The results show that under the same level of earthquake ground motion, the seismic-control effect of the structure is in the order of SCFDF, SCDF, and BRBF, from best to worst. SCFDs can effectively reduce structural damage and enhance post-earthquake recovery. BRBs exhibit an excellent effect in controlling the PIDR of structures; however, residual deformations cannot be eliminated. Dampers based only on SMAs can also effectively reduce θmax and θr; however, their cost is high and they are unsuitable for practical engineering.

Conclusions

In this study, an improved multilinear constitutive model of SMAs that considers strength degradation and residual strain is proposed. Subsequently, the improved model was applied to a new type of self-centering damper, and a time–history analysis was conducted to investigate its structural control effect. Notable conclusions are summarized as follows:

  1. 1.

    The proposed SMA constitutive model, developed through secondary development on the OpenSees platform and incorporating residual deformation, strength degradation, and the separation of loading—unloading in the martensitic hardening stage, achieved high-fidelity hysteresis simulation. Key parameters (e.g., equivalent damping ratio) exhibited errors below 9% versus experimental data, with exceptional performance in low-strain scenarios (errors < 3% at 4% ~ 5% strains). This model can be integrated with Steel01 to simulate the mechanical behavior of self-centering friction energy-dissipating dampers, serving as a robust tool for subsequent elasto-plastic time-history analysis.

  2. 2.

    By establishing and comparatively analyzing a refined finite-element model of a reinforced concrete frame with self-centering friction dampers, BRB braces, and self-centering dampers under seismic action, the SCFD demonstrated superior performance: (a) it reduced residual inter-story drift ratios (RIDR) to below 0.1% under rare earthquakes, meeting FEMA P—58 repair—free standards; (b) it decreased peak inter-story drift ratios (PIDR) by 43.5% compared to uncontrolled structures under extremely rare earthquakes (PGA = 0.6g), preventing structural collapse.

  3. 3.

    A comprehensive performance index (Eq. 9) effectively ranked damper effectiveness (SCFD > SCDF > BRBF), providing a multi-criteria optimization tool for seismic design.

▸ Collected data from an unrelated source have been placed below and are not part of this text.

PR #16702, opened 2026-05-20
feat(ui): updates versions view to v4 design

JessRynkar:
Updates `versions` view and elements used within the view to v4 design: https://staging.figma.com/design/6B2gypRIR35KTc60F1ZQjn/-Payload--Component-Library--WIP-?node-id=5354-73308&m=dev

These elements are not currently updated and are being addressed separately:
- Document tabs / header

Before:
Screenshot 2026-05-20 at 17 53 10

After:
Screenshot 2026-05-20 at 17 46 00


packages/ui/src/elements/Loading/index.css
```diff
@@ -0,0 +1,136 @@
...
+    left: 0;
+    top: 0;
+    bottom: 0;
+    position: fixed;
+    display: flex;
+    align-items: center;
+    justify-content: center;
+    flex-direction: column;
+    pointer-events: none;
+    z-index: calc(var(--z-status) + 1);
```
PatrikKozak, line 15: Vars like `--z-status` should be added to the css folder so when we eventually remove the scss folder, we aren't relying on scss var definitions

packages/ui/src/elements/Loading/index.css
```diff
@@ -0,0 +1,136 @@
...
+    transition-property: left, width;
+    transition: 250ms ease;
```
PatrikKozak, line 17: Is transition needed here? I believe we want to move away from using `transition` throughout

packages/ui/src/elements/Loading/index.css
```diff
@@ -0,0 +1,136 @@
...
+    height: 100%;
+    background-color: var(--color-bg);
+    opacity: 0.85;
+    z-index: -1;
+  }
+
+  .loading-overlay__bars {
+    display: grid;
+    grid-template-columns: 1fr 1fr 1fr 1fr 1fr;
+    gap: 7px;
```
PatrikKozak, line 46: Seeing a few very specific pixel value styles in this style sheet - should convert them to use `calc()` with `--spacer` vars

PatrikKozak (changes requested):

packages/ui/src/elements/Loading/index.css
JessRynkar: This file has been converted as it's used in the versions view but not updated, will revisit it when we have a v4 design.

packages/ui/src/elements/Loading/index.css
JessRynkar: Same as above

packages/ui/src/elements/Loading/index.css
JessRynkar: Same as above

PatrikKozak (approved):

Limitations and future work

  1. 1.

    Current experimental validations were limited to specific damper sizes and seismic inputs; future studies should address multi-scale prototypes and near-fault pulse-type ground motions.

  2. 2.

    Economic analyses of SCFD manufacturing/installation costs and long-term durability under environmental corrosion require further investigation.

  3. 3.

    Integration of smart materials and digital twin technologies will be pursued to enable adaptive control and sustainable lifecycle management of SMA-based dampers.